• [WHAT TO DO] Locate each line in the records containing "indicator". Copy it.

EXTRACTED ENTRIES Block Start

PR #1162, opened 2021-05-14
1153 update import to handle new pdsfile changes

### LINKED ISSUE #1153: Update import to handle new COCIRS product types etc
Changes to the data that need to be supported (from Mark):

As we discussed, there are a couple of OPUS re-imports required. 1. Matt and I fixed the exponent error in STIS wavelengths, so a re-import of HSTO* is needed. 2. There was an error in the opus_products rule for COCIRS that overlooked some files in the BROWSE subdirectories. 3. As I mentioned to you, there were a few duplicated records in the GO_0xxx indices. Also, with my latest pdsfile checkin, it now prioritizes new versions of GO images relative to old ones, labeling the latter "Superseded Processing". 4. Not urgent but I noticed that the primary_filespec for NH files is raw in pdsfile, whereas your "whoever loads last wins" rule means that the calibrated are the primary filespecs inside OPUS. This has not mattered yet but it will eventually. I think a simple solution would be to re-import NH but use the 2001 indices first and the 1001 indices second.

juzen2003:
- Fixes #1153 
  - If YES:
    - Database used: re-import on a test database using import_for_tests.sh
    - All Django tests pass: Y
  - If YES:

Description of changes:
- Update tests results for STIS (wavelength values is changed after re-import)
- Make sure all the opus_type & opus_prioritizer in pdsfile rules (latest master branch in pds-webtools) are in internal_def_product_types.json. The newly added opus_type is "gossi_raw_alternate". Tooltips in detail tab for GOSSI superseded processing files shows up after re-import.
- For NH volset, update to make sure 2001 is imported first and then 1001 after that. Update the tests results for NH after re-import.

Known problems:
NA


lib/opus_support.py
```diff
@@ -1947,7 +1947,25 @@ def parse_form_type(s):
 
     return form_type, form_type_format, form_type_unit
 
-
+def get_single_parse_function(form_type_unit_id):
+    range_func = None
```
rfrenchseti: We don't use the term "range_func" anymore so this one should be called "parse_func' and the next should be "format_func".

lib/opus_support.py
```diff
@@ -1947,7 +1947,25 @@ def parse_form_type(s):
 
     return form_type, form_type_format, form_type_unit
 
-
+def get_single_parse_function(form_type_unit_id):
```
rfrenchseti: Add docstring: """Return the parse func for a unit_id with a single non-displayed unit."""

lib/opus_support.py
```diff
@@ -1947,7 +1947,25 @@ def parse_form_type(s):
...
+    range_func = None
+    if form_type_unit_id and not display_unit_ever(form_type_unit_id):
+        default_unit = get_default_unit(form_type_unit_id)
+        range_func = (UNIT_FORMAT_DB[form_type_unit_id]
+                                    ['conversions']
+                                    [default_unit]
+                                    [2])
+    return range_func
+
+def get_single_format_function(form_type_unit_id):
```
rfrenchseti: Add docstring: """Return the format func for a unit_id with a single non-displayed unit."""

lib/opus_support.py
rfrenchseti: Likewise just call it "unit_id" not "form_type_unit_id" to match the rest of this file.

opus/import/do_import.py
```diff
@@ -431,12 +431,10 @@ def update_mult_table(table_name, field_name, table_column, val, label,
...
         # No disp_order specified, so make one up
         # Update the display_order
-        form_type = table_column['pi_form_type']
-        range_func = None
-        if form_type is not None and form_type.startswith('GROUP:'):
-            range_func_name = form_type.replace('GROUP:', '')
-            if range_func_name in opus_support.RANGE_FUNCTIONS:
-                range_func = opus_support.RANGE_FUNCTIONS[range_func_name][1]
+        (form_type, form_type_format,
+         form_type_unit_id) = opus_support.parse_form_type(
```
rfrenchseti: You removed the `import opus_support` so you definitely shouldn't reference `opus_support` like this. I'm actually surprised this works. I would do what the other files do. See, for example, the top of `apps/search/views.py`. Then remove the `opus_support.` entirely.

opus/import/do_import.py
```diff
@@ -431,12 +431,10 @@ def update_mult_table(table_name, field_name, table_column, val, label,
...
+                            table_column['pi_form_type'])
+        range_func = get_single_parse_function(form_type_unit_id)
```
rfrenchseti: Again let's not call this a "range_func" but instead a "parse_func".

rfrenchseti (changes requested):
See if you can find a GOSSI observation that has superseded data to include in test_results_contents. When you run create_test_results.py it will print out the Python code for the associated tests which you can then just copy into test_results_contents.py as the appropriate location.

rfrenchseti (approved):

PR #1176, opened 2021-07-06
1144 indicator for detail

### LINKED ISSUE #1144: Add indicator on gallery view of what OPUS ID is on detail tab
When there is an OPUS ID present for the Detail Tab, then whenever that OPUS ID shows up in the gallery, put a (i) icon in the corner to indicate that's the observation being "detailed".

dstopp:
- Fixes #1144 
  - If YES:
    - Database used: opus3_test_210526
    - All Django tests pass: Y
    - FLAKE8 run on modified code: N
  - If YES:

Description of changes:
-add 'DETAIL' tag to current selected detail opus object
-add mini-icon/image to the Detail tab to show detail has a selected value; hover to get opus id
-fix the regression tests for windows delete

Known problems:


opus/application/static_media/js/detail.js
```diff
@@ -128,6 +128,23 @@ var o_detail = {
         o_detail.adjustDetailHeight();
     },
 
+    showDetailThumbInNav: function(imageHtml) {
+        if (imageHtml === undefined) {
+            if (opus.prefs.detail != "") {
+                let url = "/opus/api/image/thumb/" + opus.prefs.detail + ".json";
```
rfrenchseti: This should use the internal API URL "__api/image/thumb/" so that we don't count these as uses by an external API user. We haven't needed this before so you'll have to add it to urls.py by just copying the normal "api/image" line and adding a new one with the "__" in front. Everything else can stay the same. The internal functionality doesn't change - we just use it when parsing the Apache logs.

opus/application/static_media/js/browse.js
```diff
@@ -1242,6 +1242,15 @@ var o_browse = {
 
     showDetail: function(e, opusId) {
         o_browse.hideMenus();
+
+        // if the item is selected as 'detail', add the icon in the corner
+        // hide all first... this will hide both on browse and cart
```
rfrenchseti: Hide all what first? And why are you hiding anything? This comment is confusing. And what "icon" in the corner? Do you mean the word "detail"?

rfrenchseti (changes requested):

opus/application/static_media/js/browse.js
```diff
@@ -1242,6 +1242,15 @@ var o_browse = {
...
+        $(`.op-thumbnail-container .op-detail-overlay`).addClass("op-hide-element");
```
juzen2003: Please change `` to "" since there is no string interpolation here.

juzen2003 (changes requested):

rfrenchseti (approved):

Issue #972, opened 2020-01-31
Switch to using a non-native tooltip library (and add links)


rfrenchseti:
Under Mojave/Safari, tooltips disappear in 10 seconds, but they don't under Catalina. Michael Aye would like them to not disappear at all under any browser or OS, which I agree with.

matthewtiscareno:
What would one do about it?

rfrenchseti:
There are always solutions. Tooltips are not actually a browser feature, they are implemented using the "jQuery UI" library: https://jqueryui.com/tooltip/

Thus we can override that library's behavior, use another third-party library, or implement our own version of tooltips. In fact there is already a need for a different type of tooltip, because "mouse hover" doesn't exist on mobile devices:

https://github.com/SETI/pds-opus/issues/796

A fancier library would also allow things like links inside the tooltips that can be clicked on:

http://qtip2.com/

matthewtiscareno:
Okay, so the current problem is that different browsers do different things when they see a jQueryUI, and in some cases we don't like the results.  The answer is to use something other than jQueryUI, since that doesn't work for mobiles anyway.  Have I got it?

rfrenchseti:
In the long term, yes. In the short term we'll try to find a workaround using jQuery UI for this one particular problem because it will be easier if we can fix a user's complaint without redesigning the whole tooltip system.

juzen2003:
I think we can't fix the disappearing native tooltip from title attribute in Safari 12 without converting our tooltip design to either jQuery, Bootstrap or qTip. If we tried native tooltips from other sites in Safari 12, it will disappear too. For example, the tooltips in https://developer.mozilla.org/en-US/docs/Web/HTML/Global_attributes/title

I tried with jQuery & Bootstrap last night and see some difference between native tooltips and ones from libraries. To create tooltips with libraries, we need to fix at least the following issues:
1. Tooltips can't go off the viewport. Unlike the native ones, tooltips from libraries will have to stay inside the body tag (or html tag) and can't go off the screen.
2. Since tooltips can't go off the screen, we need to make sure all our tooltips will fit in the screen when the screen is very small. Some of our tooltips have lots of texts. 
3. Sometimes tooltips need to cover the (i) icon to have the full tooltips info displayed on the screen, this will cause the tooltips flickering issue due to these:
      a. When mouseover (i) icon and leave the mouse within (i) icon, tooltips pop out.
[...]

Issue #425, opened 2018-08-15
Need tooltips for mult options


rfrenchseti:
The dictionary supports hover-over tool tips for mult options, but we don't have any definitions or support in the OPUS UI.

rfrenchseti:
BYBTW 6/15/2021 - Mark wants the priority on this increased

PR #1179, opened 2021-07-20
Add tooltips on mults inputs

juzen2003:
Progress of implementation:
- Use tooltipster to replace the default tooltips
- Currently only mission id widget has tooltips on mult inputs. 
    - Tooltips there are having dark background (can be changed later) with a link pointing to https://pds-rings.seti.org/. It will be opened in a new tab when being clicked.
- When adding tooltipster to mult widget inputs, we will write our own html for mult widget inputs instead of using Django form. It's easier to do the customization in this way.
- Tooltips are stored in the preprogrammed "mult_options" in table schema.

Pending item:
- Implement tooltipster on one of mult widgets with grouping.
- For mult tables without tooltips, maybe we don't want to have tooltips field (with all null values) in the database. (?)
- Do we want all mult widgets to have tooltips on each input?

Note: Need to import a test db because we store tooltips in the database.


juzen2003:
- Fixes #972 #425 
  - If YES:
    - Database used: Import a new database
    - All Django tests pass: Y
  - If YES:

Description of changes:
- Replace the default tooltips with tooltipster
- Make the ability to add tooltips on mult options available.
- To update the options of all tooltipster instances, change the variables from line 155-157 in ```opus.js```

Note: 
To put on random tooltips on some options in coiss filter and coiss target description mult options, please do the followings:
- Before running import, uncomment ```TOOLTIPS_FOR_MULT``` in ```config_data.py```
- In ```settings.py```, uncomment line 379 and comment out line 377
After import is done, the tooltips in ```TOOLTIPS_FOR_MULT``` will show up.

Known problems:
- Current theme is light, will need to finalize the theme or fine tune the tooltip to what we like.

juzen2003:
Close and move to https://github.com/SETI/pds-opus/pull/1239

PR #838, opened 2021-01-18
XRDDEV-1526

TJaakkola:
- E2E-tests for backup and restore functionality
- Fix taking screenshots configuration
- Set default size for the browser bigger so that tests work better

https://jira.niis.org/browse/XRDDEV-1526


src/proxy-ui-api/frontend/tests/e2e/pages/tabs/settingsTab.js
```diff
@@ -39,6 +41,61 @@ var settingsTabCommands = {
...
+  clickDeleteForBackup: function (backupFilename) {
+    this.click(
+      'xpath',
+      `//table[contains(@class, "xrd-table")]/tr/td[text() = "${backupFilename}"]/..//button[contains(@data-test, "backup-delete")]`,
+    );
+    return this;
+  },
+};
+
+var confirmationDialog = {
```
carohauta, line 88: Could maybe use `const`

src/proxy-ui-api/frontend/tests/e2e/specs/ss-backupandrestore.js
```diff
@@ -0,0 +1,270 @@
...
+
+    // Get the backend-generated name of the backup and close snackbar
+    const createdBackupFileNameTextObject = await browser.getText(
+      'xpath',
+      mainPage.elements.snackBarMessage,
+    );
+    const createdBackupFileName = createdBackupFileNameTextObject.value.split(
+      ' ',
+    )[1];
+    console.log('Created backup: ', createdBackupFileName);
```
carohauta, line 115: Is this `console.log` needed?

src/proxy-ui-api/frontend/tests/e2e/specs/ss-backupandrestore.js
```diff
@@ -0,0 +1,270 @@
...
+    mainPage.closeSnackbar();
+
```
carohauta, line 178: Could the backup creation be in a separate function since it is used in multiple tests? Also could the backup only be created once maybe in the first test case and then deleted in the last test case (where the backup is now created and deleted for a third time)?

src/proxy-ui-api/frontend/tests/e2e/specs/ss-backupandrestore.js
```diff
@@ -0,0 +1,270 @@
...
+        true,
+        `Backup file should exist in: ${testDataDir}${createdBackupFileName}`,
+      ),
+    );
+
+    // Import the created backup from local filesystem (first cancel the operation)
+    backupAndRestoreTab.addBackupToInput(testDataDir + createdBackupFileName);
+    browser.waitForElementVisible(backupFileAlreadyExistsDialog);
+    backupFileAlreadyExistsDialog.cancel();
+    browser.expect.element(backupFileAlreadyExistsDialog).to.not.be.visible;
```
carohauta, line 195: Not sure but wouldn't `waitForElementNotVisible(...)` actually wait (10000ms) for the element to not be visible where as `.to.not.be.visible` expects the element to not be visible immediately? Should `waitForElementNotVisible` be preferred in these cases?

src/proxy-ui-api/frontend/tests/e2e/pages/tabs/settingsTab.js
TJaakkola: Agree. This and all other var declarations changed to const.

src/proxy-ui-api/frontend/tests/e2e/specs/ss-backupandrestore.js
TJaakkola: Not necessarily but I left it as it could prove usefull in some situation when trying to figure out why this test is failing. If it's not logged the name of the created backup will be lost. Didn't remove it yet but I don't have strong opinions about it so if you feel it should be removed then we will.

src/proxy-ui-api/frontend/tests/e2e/specs/ss-backupandrestore.js
TJaakkola: Sounds reasonable. Changed.

src/proxy-ui-api/frontend/tests/e2e/specs/ss-backupandrestore.js
TJaakkola: Good point, not sure why I didn't separate that block to a function. 

I'm not sure what would be best practise, but I've preferred changing the state of test environment in each test separately to the wanted state so that adjacent tests won't become dependent on the previous being successfull. In this case it might have been a better approach but when implementing a larger test set it becomes really complicated to have that kind of expected state. I think it would make tests easier to be broken by accident. So I've decided to be consistent on this.

src/proxy-ui-api/frontend/tests/e2e/specs/ss-backupandrestore.js
carohauta: I guess there's no need to remove it since it is used elsewhere in the tests also and it's not like it clutters any production logs anyway

carohauta (approved):
🦄

PR #844, opened 2021-01-22
XRDDEV-1504: escape log messages

jhyoty:


jhyoty:
rescoped to auditlog only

EXTRACTED ENTRIES Block End

• [ANSWER AREA]
1144 indicator for detail
### LINKED ISSUE #1144: Add indicator on gallery view of what OPUS ID is on detail tab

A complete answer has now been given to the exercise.